Scan the records for "string" and copy each line that contains it.

Stored dataset items
++++++

PR #2466, opened 2024-02-06
feat: Use sdk in table constraint resource

sfc-gh-asawicki:
- Removed old implementation.
- Removed not working `NOT NULL` from the resource definition with proper note.


pkg/resources/table_constraint.go
```diff
@@ -307,26 +356,24 @@ func ReadTableConstraint(_ *schema.ResourceData, _ interface{}) error {
...
 
 	if d.HasChange("name") {
 		_, n := d.GetChange("name")
-		_, err := db.Exec(builder.Rename(n.(string)))
+		constraintRequest := sdk.NewTableConstraintRenameActionRequest().WithOldName(tc.name).WithNewName(n.(string))
+		alterStatement := sdk.NewAlterTableRequest(*tableIdentifier).WithConstraintAction(sdk.NewTableConstraintActionRequest().WithRename(constraintRequest))
+		err = client.Tables.Alter(ctx, alterStatement)
 		if err != nil {
-			return fmt.Errorf("error renaming table constraint %v err = %w", tc.name, err)
+			return fmt.Errorf("error renaming table constraint %v err = %w", &tc.name, err)
```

++++++

■ Response below
-		_, err := db.Exec(builder.Rename(n.(string)))
+		constraintRequest := sdk.NewTableConstraintRenameActionRequest().WithOldName(tc.name).WithNewName(n.(string))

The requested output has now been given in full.